Diplomats have been told to find a solution by December 2002, to give "momentum" to the talks, a spokeswoman said.

She said no concrete proposals have been put forward and joint sovereignty for Gibraltar, which has been in British hands since 1704, is considered an "extreme" option.

Low-profile talks began in July and will resume with a meeting between Foreign Secretary Jack Straw and his Spanish counterpart Josep Pique in Barcelona on November 20.

Improved relations

A spokesman for the Spanish Embassy in London told BBC News Online the details of the talks were confidential.

He said: "The negotiations are underway and we can't discuss what they're talking about."

The deadline is to give momentum to the talks

British Government official
Speaking in Luxembourg Mr Pique said: "The government is convinced that we cannot maintain the status quo and we have the political will to make serious progress. Any advance will be positive."

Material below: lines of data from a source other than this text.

PR #530, opened 2021-01-22
Move wazuh agent parameters to ParameterStore

jorgeazevedo:
## What does this change?

The `wazuh-agent` role currently takes 3 input parameters in amigo

 * agent_version
 * manager_ip
 * secret_arn

This becomes painful as more and more recipes use this role, as the parameters needs to be copy pasted around, which also means that if we need to upgrade the agent version, we'll have to make many edits.

This PR re architects this. Those 3 values are now stored in aws ParameterStore

* /stage/stack/amigo-role/wazuh-agent/authentication-secret
* /stage/stack/amigo-role/wazuh-agent/manager-address
* /stage/stack/amigo-role/wazuh-agent/agent-version

With an optional `stage` parameter that can be defined in amigo to override the default value `PROD`. So multiple sets of these 3 parameters might live at one time, which can be useful when testing new agent versions etc

## How to test
Deploy to code and bake `wazuh-agent`. Boot the image in a fresh ec2 instance. Ssh to it and check `journalctl -u wazuh-agent` to see if the agent connected successfully to the manager.

## What then

The recipes that currently use this need to be edited to remove parameters and rebaked/redeployed


philmcmahon (approved):
This looks like a good improvement, and cleans up the role a bit in the process too

katebee:
Ideally the `agent_version` would be kept in sync with the Manager version. However, agents should still report if they are on an earlier version:

> The compatibility between Wazuh agent and Wazuh manager is guaranteed when the Wazuh manager has a newer or equal version than the Wazuh agent.

Source: [Wazuh documentation](https://documentation.wazuh.com/4.0/upgrade-guide/compatibility_matrix/index.html#components-compatibility)

jorgeazevedo:
That's great to know @katebee, it makes for an easier upgrade path!

Some follow up for our meeting yesterday. I've switched to fetching the secret from the infosec, so that's the duplication taken care of!

On the cross account ParameterStore. From what I gather, secrets manager lends itself better for cross account usage, as it takes an arn as an argument which includes the account id.

```
aws secretsmanager get-secret-value --secret-id my::arn::
```

ParameterStore on the other hand, takes a path. Which account this refers to is implicitly defined by what credentials are used

```
aws ssm get-parameter --name /my/path/
```

So going across accounts is possible but it becomes quite impractical. I think we'd have to set up a separate IAM user, call `assume-role` to fetch temporary credentials and inject them into the environment in a way that the aws cli picks them up. (see [this forum post](https://forums.aws.amazon.com/thread.jspa?threadID=269056) and [this blog post](https://aws.amazon.com/premiumsupport/knowledge-center/iam-assume-role-cli/)).

So yeah, this is a bit tricky. What do you reckon?

jorgeazevedo:
@katebee are you OK with us merging it like this? The agent upgrade story isn't ideal, but it'd be easier to change once we get rid of the role parameters in amigo.

katebee (approved):
👍

PR #533, opened 2021-01-29
Parameterise architecture for node role.

philmcmahon:
In order to support both x64 and amr64 architectures for amigo bakes it makes senst to parameterise the architecture in this role. Ideally we'd calculate this based off the architecture of the instance packer is running on, but this is a fairly quick fix in the short term.

**Testing**
This has been tested on CODE https://amigo.code.dev-gutools.co.uk/recipes/devx-arm64-test.

I've also verified that recipes where 'architecture' isn't specified still work

### DIFF
--- a/roles/node/defaults/main.yml
+++ b/roles/node/defaults/main.yml
@@ -1,2 +1,3 @@
 ---
 node_version: 4.x
+architecture: x64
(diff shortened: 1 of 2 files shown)


jorgeazevedo (approved):
Yay!

PR #535, opened 2021-02-02
Show a diff of modified packages between bakes

philmcmahon:
## What does this change?
This change makes use of google's [diff-match-patch](https://github.com/google/diff-match-patch) library to generate a diff of the package lists of the current bake and the previous bake. This results in a more useful indication of what changed in the current bake.

## How to test
Perform at least 2 bakes on a recipe with some change between them. You should see the diff show up on the bake page. Locally you can experiment with [this recipe](http://localhost:9000/recipes/node-is-theft/bakes/3)

Next time someone has an issue they suspect is caused by a change in an AMI it should be more obvious to them what has changed. 

## Images

Screenshot 2021-02-02 at 10 19 32

### DIFF
--- a/public/stylesheets/main.css
+++ b/public/stylesheets/main.css
@@ -23,6 +23,10 @@ body { padding-top: 70px; }
     color: #DCDCDC; /* iTerm2's default theme */
 }
 
+.package-list {
+    white-space: nowrap;
+}
+
 .btn--success:after {
     content: 'Successful';
     display: inline-block;
--- a/public/stylesheets/main.css
+++ b/public/stylesheets/main.css
@@ -23,6 +23,20 @@ body { padding-top: 70px; }
     color: #DCDCDC; /* iTerm2's default theme */
 }
 
+.package-diff-insert {
+    color:rgb(239, 246, 252);
+    background: rgb(10, 108, 54);
+    text-decoration: underline;
+}
+
+.package-diff-delete {
+    color: rgb(239, 246, 252);
+    background: rgb(144, 37, 42);
+    text-decoration: line-through;
+}
+
+
+
 .package-list {
     white-space: nowrap;
 }
--- a/public/stylesheets/main.css
+++ b/public/stylesheets/main.css
@@ -13,13 +13,10 @@ body { padding-top: 70px; }
     border-radius: 0 0 0.5em 0.5em;
 }
 
-#packer-output {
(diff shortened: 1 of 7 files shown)


jorgeazevedo:
There's an @ missing from the error message in [app/views/showBake.scala.html](https://github.com/guardian/amigo/pull/535/files#diff-689d377ff6d2700d9fe1e6e6a3a22610899a39be617d48e292ab22086d13b805R56) and there's a layout issue with the placement of the message.

AMIgo_and_amigo_—_-bash_—_207×38_and_AMIgo

I think that message paragraph needs to be in the same column as the "This data comes from the OS default package manager[...]" paragraph. I tried it locally and it seems to fix the issue

AMIgo

jorgeazevedo:
Is this the second message here also intended to be in a well? http://localhost:9000/recipes/df-test/bakes/2

AMIgo

philmcmahon:
> Is this the second message here also intended to be in a well? http://localhost:9000/recipes/df-test/bakes/2

Yep good spot!

jorgeazevedo (approved):
I think this is in a good state for us to deploy and get some feedback! Maybe we can open a ticket to write down some ideas for future tweaks

public/stylesheets/main.css
```diff
@@ -13,14 +13,27 @@ body { padding-top: 70px; }
...
+    overflow-y: scroll;
+    max-height: 400px; /* This gets updated to match the screen size using JS */
+    color: #DCDCDC; /* iTerm2's default theme */
 }
 
-.bake-log {
-    color: #DCDCDC; /* iTerm2's default theme */
+.package-diff-insert {
+    color:rgb(239, 246, 252);
+    background: rgb(10, 108, 54);
```
akash1810, line 25:
```suggestion
    color: #EFF6FC;
    background: #0A6C36;
```

A small change to keep consistent colour declaration styles within the repo.

public/stylesheets/main.css
```diff
@@ -13,14 +13,27 @@ body { padding-top: 70px; }
...
+    text-decoration: underline;
+}
+
+.package-diff-delete {
+    color: rgb(239, 246, 252);
+    background: rgb(144, 37, 42);
```
akash1810, line 31:
```suggestion
    color: #EFF6FC;
    background: #90252A;
```

A small change to keep consistent colour declaration styles within the repo.

PR #537, opened 2021-02-05
Upgrade aws-kinesis-agent to 2.0.1

tomrf1:
Which supports ARM.
The earlier version has a SQLite dependency that breaks on ARM instances


philmcmahon (approved):
Nice one!

PR #543, opened 2021-02-16
Add concurrent bake limit

sihil:
## What does this change?
This implements a brutally simple limiter to cap the number of bakes running at once. It seems that AMIgo can become overwhelmed when a large number of scheduled bakes kick off and this should limit the impact of that.

## How to test
Deploy to CODE and try to kick off more than five bakes. Anything over five should not start until prior bakes have completed.

We have fewer scheduled bake failures.

### DIFF
--- a/app/components/AppComponents.scala
+++ b/app/components/AppComponents.scala
@@ -25,7 +25,7 @@ import notification.{ AmiCreatedNotifier, LambdaDistributionBucket, Notification
 import org.joda.time.Duration
 import org.quartz.Scheduler
 import org.quartz.impl.StdSchedulerFactory
-import packer.PackerConfig
+import packer.{ PackerConfig, PackerRunner }
 import play.api.{ BuiltInComponentsFromContext, Configuration, Logger }
 import play.api.ApplicationLoader.Context
 import play.api.i18n.I18nComponents
@@ -185,11 +185,13 @@ class AppComponents(context: Context)
 
   val amigoDataBucket: Option[String] = configuration.getString("amigo.data.bucket")
 
+  val packerRunner = new PackerRunner(configuration.getInt("packer.maxInstances").getOrElse(5))
+
   val scheduler: Scheduler = StdSchedulerFactory.getDefaultScheduler()
 
   val scheduledBakeRunner: ScheduledBakeRunner = {
     val enabled = identity.stage == "PROD" // don't run scheduled bakes on dev machines
-    new ScheduledBakeRunner(identity.stage, enabled, prismAgents, eventBus, ansibleVariables, amiMetadataLookup, amigoDataBucket)
+    new ScheduledBakeRunner(identity.stage, enabled, prismAgents, eventBus, ansibleVariables, amiMetadataLookup, amigoDataBucket, packerRunner)
   }
   val bakeScheduler = new BakeScheduler(scheduler, scheduledBakeRunner)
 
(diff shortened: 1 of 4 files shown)


sihil:
Logs from kicking off some bakes in CODE with this change:
```
Feb 16, 2021 @ 10:27:17.875 AMIgo current bake total: 1, running: 0, starting: 1
Feb 16, 2021 @ 10:27:20.580 AMIgo current bake total: 2, running: 1, starting: 1
Feb 16, 2021 @ 10:27:22.575 AMIgo current bake total: 3, running: 2, starting: 1
Feb 16, 2021 @ 10:27:25.595 AMIgo current bake total: 4, running: 3, starting: 1
Feb 16, 2021 @ 10:27:28.309 AMIgo current bake total: 5, running: 4, starting: 1
Feb 16, 2021 @ 10:27:31.154 AMIgo current bake total: 6, running: 5, starting: 0
Feb 16, 2021 @ 10:29:08.466 AMIgo current bake total: 7, running: 5, starting: 0
Feb 16, 2021 @ 10:36:27.302 AMIgo current bake total: 6, running: 4, starting: 1
Feb 16, 2021 @ 10:36:42.496 AMIgo current bake total: 5, running: 4, starting: 1
Feb 16, 2021 @ 10:36:42.999 AMIgo current bake total: 4, running: 4, starting: 0
Feb 16, 2021 @ 10:40:44.120 AMIgo current bake total: 3, running: 3, starting: 0
Feb 16, 2021 @ 10:40:47.986 AMIgo current bake total: 2, running: 2, starting: 0
Feb 16, 2021 @ 10:41:40.175 AMIgo current bake total: 1, running: 1, starting: 0
Feb 16, 2021 @ 10:43:49.419 AMIgo current bake total: 0, running: 0, starting: 0
```

app/components/AppComponents.scala
```diff
@@ -185,11 +185,13 @@ class AppComponents(context: Context)
 
   val amigoDataBucket: Option[String] = configuration.getString("amigo.data.bucket")
 
+  val packerRunner = new PackerRunner(configuration.getInt("packer.maxInstances").getOrElse(5))
```
philmcmahon, line 188: what's the motivation for having this as a class variable rather than keeping PackerRunner as an object and using the `packerConfig` property to get the value?

sihil: I hadn't noticed the packer config, but it doesn't make any sense for `maxInstances` to change between calls to the methods on the instance of the class (or object if you retained that). If the parameter varied between calls then it would lead to a lot of potentially weird behaviour in the number of tasks that were kicked off either immediately or when the task ends. You'd probably have to guard against negative values being passed into `take` as well for example (maybe it deals with that). I don't really want to think about the kind of bugs it makes possible.

Given that `PackerConfig` is constant that could be refactored into a class parameter too.

philmcmahon: 👍🏻 I was just coming from perspective of 'classes bad objects good'

philmcmahon (approved):

app/components/AppComponents.scala
sihil: I think functions on objects are good for containing pure code. This code isn't pure anyway it has side effects of starting external processes and threads to monitor them. We're already going to hell for this before turning it into a class.

app/packer/PackerRunner.scala
```diff
@@ -24,13 +25,13 @@ object PackerRunner extends Loggable {
...
    */
   def createImage(stage: String, bake: Bake, prism: PrismAgents, eventBus: EventBus, ansibleVars: Map[String, String], debug: Boolean, amiMetadataLookup: AmiMetadataLookup, amigoDataBucket: Option[String])(implicit packerConfig: PackerConfig): Future[Int] = {
-    val playbookYaml = PlaybookGenerator.generatePlaybook(bake.recipe, ansibleVars)
-    val playbookFile = Files.createTempFile(s"amigo-ansible-${bake.recipe.id.value}", ".yml")
-    Files.write(playbookFile, playbookYaml.getBytes(StandardCharsets.UTF_8)) // TODO error handling
-
     val sourceAmi = bake.recipe.baseImage.amiId.value
     val amiMetadata = amiMetadataLookup.lookupMetadataFor(sourceAmi).right.getOrElse(throw new IllegalStateException(s"Unable to identify the architecture for $sourceAmi"))
 
+    val playbookYaml = PlaybookGenerator.generatePlaybook(bake.recipe, ansibleVars + ("arch" -> amiMetadata.architecture))
```
sihil, line 31: oops, this change snuck in. oh well. out now.

Issue #3692, opened 2025-07-23
Tanium executor is not working properly


RomuDeuxfois:
## Description

When I run the tanium executor, endpoinds is not retrieve.

PR #3693, opened 2025-07-23
[backend] Fix Tanium executor endpoint retrieval (#3692)

RomuDeuxfois:


openbas-api/src/main/java/io/openbas/executors/tanium/client/TaniumExecutorClient.java
```diff
@@ -37,82 +42,86 @@ public class TaniumExecutorClient {
...
-              + "        eidLastSeen\n"
-              + "        os { platform }\n"
-              + "        processor { architecture }\n"
-              + "      }\n"
-              + "    }\n"
-              + "  }\n"
-              + "}";
+          String.format(
+              """
+                  query {
```
antoinemzs, line 55: You added the `query` keyword; hard to tell from the absence of PR description if that was part of the issue?

openbas-api/src/main/java/io/openbas/executors/tanium/client/TaniumExecutorClient.java
```diff
@@ -37,82 +42,86 @@ public class TaniumExecutorClient {
...
-          e);
-      throw new RuntimeException(e);
+
+      return response.data;
     } catch (IOException e) {
-      log.error(
-          String.format("I/O error occurred during API request. Error: %s", e.getMessage()), e);
-      throw new RuntimeException(e);
-    } catch (Exception e) {
-      log.error(String.format("Unexpected error occurred. Error: %s", e.getMessage()), e);
```
antoinemzs, line 87: Hard for me to judge whether we would have liked an explicit log of a crash or let spring log it as part of the ulterior runner crash (as you removed the catch-all).

I notice we may now throw an exception earlier, so the catch-all would have caught it immediately.

What do you think?

openbas-api/src/main/java/io/openbas/executors/tanium/client/TaniumExecutorClient.java
```diff
@@ -37,82 +42,86 @@ public class TaniumExecutorClient {
...
+
+      GraphQLResponse<DataEndpoints> response =
+          objectMapper.readValue(jsonResponse, new TypeReference<>() {});
+
+      if (response == null || response.data == null) {
+        throw new RuntimeException("API response malformed or empty");
       }
-      return this.objectMapper.readValue(jsonResponse, new TypeReference<>() {});
-    } catch (JsonProcessingException e) {
-      log.error(
```
antoinemzs: good catch that a `JsonProcessingException` is an `IOException`. Is the default message clear enough to not need the (now deleted) extra verbiage?

openbas-api/src/main/java/io/openbas/executors/tanium/client/TaniumExecutorClient.java
```diff
@@ -124,13 +133,32 @@ private String post(@NotNull final Map<String, Object> body) throws IOException
...
-      httpPost.setEntity(entity);
-      return httpClient.execute(httpPost, response -> EntityUtils.toString(response.getEntity()));
+      String json = this.objectMapper.writeValueAsString(body);
+      httpPost.setEntity(new StringEntity(json, StandardCharsets.UTF_8));
+
+      return httpClient.execute(
+          httpPost,
+          (ClassicHttpResponse response) -> {
+            int status = response.getCode();
+            String result = EntityUtils.toString(response.getEntity(), StandardCharsets.UTF_8);
```
antoinemzs, line 149: Charset selection could be part of the Content-Type (`Content-Type: application/json; charset=utf-8`) header but I don't know if the server honours it.

openbas-api/src/main/java/io/openbas/executors/tanium/client/TaniumExecutorClient.java
RomuDeuxfois: Not really, it works with and without the query word

openbas-api/src/main/java/io/openbas/executors/tanium/client/TaniumExecutorClient.java
RomuDeuxfois: Good point, I will rollback it

openbas-api/src/main/java/io/openbas/executors/tanium/client/TaniumExecutorClient.java
RomuDeuxfois: I am not sure to understand your point..

openbas-api/src/main/java/io/openbas/executors/tanium/client/TaniumExecutorClient.java
RomuDeuxfois: Can I do both ? "ceinture et bretelles"

openbas-api/src/main/java/io/openbas/executors/tanium/client/TaniumExecutorClient.java
antoinemzs: Any exception types other than JsonProcessingException and IOException are now explicitely handled, meanin g other exception types will now bubble upwards without the explicit logging (removed). It will be up to possible higher handlers to log (or not) the exception.

It's not the biggest deal since there was nothing else but a log in this handler.

antoinemzs: LEt's leave it

openbas-api/src/main/java/io/openbas/executors/tanium/client/TaniumExecutorClient.java
antoinemzs: in this scenario, specifying the charset in the request header would instruct the server to use utf8 to decode the request -- and we don't know whether this influences the response.

I'd say let's not bother if it's not broken.

openbas-api/src/main/java/io/openbas/executors/tanium/client/TaniumExecutorClient.java
RomuDeuxfois: Okay, I understand. Thanks for taking the time to re-explain your point.
I can re integrateall the previous exceptions if necessary; it's not a big deal.

PR #3708, opened 2025-07-24
[backend] fix TLS handling with custom certs

antoinemzs:
### Proposed changes

* Implement correct error handling and cert verification

### Testing Instructions

Demonstrated in automated tests.

### Checklist

### Further comments


openbas-api/src/main/java/io/openbas/authorisation/TlsConfig.java
```diff
@@ -93,42 +89,91 @@ public X509TrustManager tlsContextCustom() throws Exception {
...
+      @Override
+      public void checkServerTrusted(X509Certificate[] chain, String authType)
+          throws CertificateException {
+        try {
+          defaultX509CertificateTrustManager.checkServerTrusted(chain, authType);
+        } catch (Exception e) {
+          if (additionalTrustManager.isPresent()) {
+            additionalTrustManager.get().checkServerTrusted(chain, authType);
+          } else {
+            throw e;
```
damgouj, line 159: Don't log the exception ?

openbas-api/src/main/java/io/openbas/authorisation/TlsConfig.java
```diff
@@ -93,42 +89,91 @@ public X509TrustManager tlsContextCustom() throws Exception {
...
+      @Override
+      public void checkClientTrusted(X509Certificate[] chain, String authType)
+          throws CertificateException {
+        try {
+          defaultX509CertificateTrustManager.checkClientTrusted(chain, authType);
+        } catch (Exception e) {
+          if (additionalTrustManager.isPresent()) {
+            additionalTrustManager.get().checkClientTrusted(chain, authType);
+          } else {
+            throw e;
```
damgouj, line 173: Don't log the exception ?

openbas-api/src/test/java/io/openbas/config/tls/client/TlsTrustedCertificateTest.java
```diff
@@ -0,0 +1,58 @@
...
+@TestPropertySource(
+    properties = {"openbas.extra-trusted-certs-dir=src/test/resources/tls/localhost"})
+public class TlsTrustedCertificateTest extends IntegrationTest {
+  private ClientAndServer mockServer;
+  @Autowired private HttpClientFactory httpClientFactory;
+
+  @BeforeAll
+  public void before() {
+    mockServer =
+        new ClientAndServer(
```
damgouj, line 35: Suggestion: the before is the same in this class and the class below + there are only 2 tests, could you merge those two together ?

antoinemzs: I would but I'm currently stuck with how Spring Boot Test handles "Test properties". One class has a `@TestProperty` annotation, and not the other, causing one context to have extra certs (trusted) and the other not (untrusted).

I couldn't make them share the setup a `@Nested` classes -- the test properties are not well initialised (i.e. the "trusted cert" context would fail to load the certificates for lack of proper property initialisation).

openbas-api/src/main/java/io/openbas/authorisation/TlsConfig.java
antoinemzs: Unless this is handled and swallowed upwards (which it is not), it will show in the standard server logs. I usually recommend doing an explicit logging of an exception:
* if it is disappeared (swallowed)
* if there is anything interesting to add to the message

Are you thinking about something I missed?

The talks will involve representatives of the territory's 30,000 inhabitants, many of whom are opposed to Spanish sovereignty.

But others work in Spain and are in favour of improved relations and relaxed border controls.

It is thought any proposals would be the subject of a referendum before they are adopted.


In September the British minister responsible for Europe, Peter Hain, told the Gibraltar Chronicle newspaper that Britain wanted to normalise relations with Spain within two years.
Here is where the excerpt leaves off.